= WHAT YOU HAVE TO DO =
The word to look for is "anchor". Report every line of the entries below that has it.

= DATA FOR THE TASK =
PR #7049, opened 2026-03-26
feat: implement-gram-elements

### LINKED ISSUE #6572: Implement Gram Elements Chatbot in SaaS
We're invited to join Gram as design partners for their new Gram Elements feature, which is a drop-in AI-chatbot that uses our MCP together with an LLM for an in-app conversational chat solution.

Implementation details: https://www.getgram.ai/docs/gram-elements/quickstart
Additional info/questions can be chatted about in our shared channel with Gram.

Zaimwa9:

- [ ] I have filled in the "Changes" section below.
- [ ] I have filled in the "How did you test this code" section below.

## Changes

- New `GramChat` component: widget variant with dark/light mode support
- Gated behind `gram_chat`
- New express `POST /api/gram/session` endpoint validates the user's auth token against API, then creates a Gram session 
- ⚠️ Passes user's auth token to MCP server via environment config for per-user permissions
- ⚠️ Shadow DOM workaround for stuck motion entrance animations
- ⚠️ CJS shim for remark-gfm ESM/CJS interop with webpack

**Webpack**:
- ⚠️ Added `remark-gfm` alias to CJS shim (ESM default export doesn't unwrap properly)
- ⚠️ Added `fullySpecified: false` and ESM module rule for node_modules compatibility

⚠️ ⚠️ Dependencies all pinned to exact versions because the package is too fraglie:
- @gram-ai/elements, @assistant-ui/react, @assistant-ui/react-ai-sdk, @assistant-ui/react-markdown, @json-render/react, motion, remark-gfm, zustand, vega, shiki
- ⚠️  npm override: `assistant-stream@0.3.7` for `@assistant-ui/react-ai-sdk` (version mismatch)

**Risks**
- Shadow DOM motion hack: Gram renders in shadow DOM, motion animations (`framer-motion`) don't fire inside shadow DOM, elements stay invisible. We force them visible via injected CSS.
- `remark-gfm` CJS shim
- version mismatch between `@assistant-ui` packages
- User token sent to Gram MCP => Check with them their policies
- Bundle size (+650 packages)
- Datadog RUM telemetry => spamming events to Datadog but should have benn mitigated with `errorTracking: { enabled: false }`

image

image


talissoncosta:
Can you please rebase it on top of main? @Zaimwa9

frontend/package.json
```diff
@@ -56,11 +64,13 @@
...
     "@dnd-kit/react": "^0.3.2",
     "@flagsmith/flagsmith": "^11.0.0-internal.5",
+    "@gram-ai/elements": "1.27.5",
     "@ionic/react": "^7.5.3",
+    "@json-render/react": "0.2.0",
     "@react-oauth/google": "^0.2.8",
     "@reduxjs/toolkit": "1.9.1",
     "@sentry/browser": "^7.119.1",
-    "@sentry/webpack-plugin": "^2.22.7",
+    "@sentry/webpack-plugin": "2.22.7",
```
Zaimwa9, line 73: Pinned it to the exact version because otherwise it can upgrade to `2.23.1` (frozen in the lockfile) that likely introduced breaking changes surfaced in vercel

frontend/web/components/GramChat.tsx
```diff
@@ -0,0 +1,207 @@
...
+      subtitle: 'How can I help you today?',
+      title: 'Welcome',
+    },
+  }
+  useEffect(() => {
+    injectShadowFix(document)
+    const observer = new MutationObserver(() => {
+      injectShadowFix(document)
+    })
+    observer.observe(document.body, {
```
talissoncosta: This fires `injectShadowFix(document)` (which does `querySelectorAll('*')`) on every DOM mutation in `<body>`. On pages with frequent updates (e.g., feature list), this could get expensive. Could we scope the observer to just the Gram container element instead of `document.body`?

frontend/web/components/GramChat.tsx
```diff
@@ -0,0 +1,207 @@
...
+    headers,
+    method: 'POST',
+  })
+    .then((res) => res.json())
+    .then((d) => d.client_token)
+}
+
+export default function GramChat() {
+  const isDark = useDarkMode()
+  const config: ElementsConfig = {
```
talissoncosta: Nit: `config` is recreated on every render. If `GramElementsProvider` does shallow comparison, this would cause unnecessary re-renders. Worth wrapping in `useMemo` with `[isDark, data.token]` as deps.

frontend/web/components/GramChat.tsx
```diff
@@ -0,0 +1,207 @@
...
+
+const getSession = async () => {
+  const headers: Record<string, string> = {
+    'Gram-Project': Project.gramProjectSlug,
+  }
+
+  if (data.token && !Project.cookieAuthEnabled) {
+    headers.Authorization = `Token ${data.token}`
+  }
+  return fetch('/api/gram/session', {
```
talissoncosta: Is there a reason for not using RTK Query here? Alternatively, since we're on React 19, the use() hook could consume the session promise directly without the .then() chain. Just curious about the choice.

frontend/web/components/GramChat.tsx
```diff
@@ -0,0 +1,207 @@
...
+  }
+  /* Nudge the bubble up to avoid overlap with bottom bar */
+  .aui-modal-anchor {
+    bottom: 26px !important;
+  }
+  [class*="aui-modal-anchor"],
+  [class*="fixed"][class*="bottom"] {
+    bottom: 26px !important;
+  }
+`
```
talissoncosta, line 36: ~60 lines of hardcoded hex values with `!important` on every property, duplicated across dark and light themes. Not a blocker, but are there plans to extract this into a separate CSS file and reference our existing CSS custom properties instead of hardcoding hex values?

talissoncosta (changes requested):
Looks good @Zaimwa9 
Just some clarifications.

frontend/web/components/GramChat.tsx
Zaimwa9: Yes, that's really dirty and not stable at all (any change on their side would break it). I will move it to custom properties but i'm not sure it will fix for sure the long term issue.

* * *

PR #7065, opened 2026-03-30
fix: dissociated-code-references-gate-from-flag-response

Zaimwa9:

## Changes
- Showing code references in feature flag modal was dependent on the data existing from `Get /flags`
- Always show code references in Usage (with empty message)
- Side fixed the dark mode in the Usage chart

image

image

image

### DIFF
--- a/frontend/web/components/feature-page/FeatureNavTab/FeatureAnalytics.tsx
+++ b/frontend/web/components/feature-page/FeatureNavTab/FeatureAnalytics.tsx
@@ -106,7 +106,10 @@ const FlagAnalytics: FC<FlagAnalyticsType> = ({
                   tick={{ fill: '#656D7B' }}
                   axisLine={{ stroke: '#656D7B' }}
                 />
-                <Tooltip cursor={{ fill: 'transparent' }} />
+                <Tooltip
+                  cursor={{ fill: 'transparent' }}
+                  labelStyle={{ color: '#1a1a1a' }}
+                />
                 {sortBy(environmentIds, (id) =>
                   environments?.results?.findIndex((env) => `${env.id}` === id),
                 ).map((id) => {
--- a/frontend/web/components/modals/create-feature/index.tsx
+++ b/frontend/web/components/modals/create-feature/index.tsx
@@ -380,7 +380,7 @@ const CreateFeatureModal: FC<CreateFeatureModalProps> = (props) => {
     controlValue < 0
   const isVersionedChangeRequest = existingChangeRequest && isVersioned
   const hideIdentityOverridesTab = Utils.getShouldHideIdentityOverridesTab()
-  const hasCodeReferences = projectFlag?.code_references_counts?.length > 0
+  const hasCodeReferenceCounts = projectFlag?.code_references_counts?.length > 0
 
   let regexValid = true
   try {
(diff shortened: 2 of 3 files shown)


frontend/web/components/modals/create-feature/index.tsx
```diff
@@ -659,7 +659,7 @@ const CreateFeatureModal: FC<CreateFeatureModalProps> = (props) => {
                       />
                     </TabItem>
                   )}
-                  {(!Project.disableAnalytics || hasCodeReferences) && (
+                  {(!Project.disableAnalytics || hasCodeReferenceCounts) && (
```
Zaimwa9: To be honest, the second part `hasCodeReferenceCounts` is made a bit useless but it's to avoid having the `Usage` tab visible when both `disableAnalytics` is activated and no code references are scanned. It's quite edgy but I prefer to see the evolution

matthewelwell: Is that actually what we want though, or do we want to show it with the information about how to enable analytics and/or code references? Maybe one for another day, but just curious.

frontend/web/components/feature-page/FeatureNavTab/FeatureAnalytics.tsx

= REPLY TO THE EXERCISE =
+  .aui-modal-anchor {
+  [class*="aui-modal-anchor"],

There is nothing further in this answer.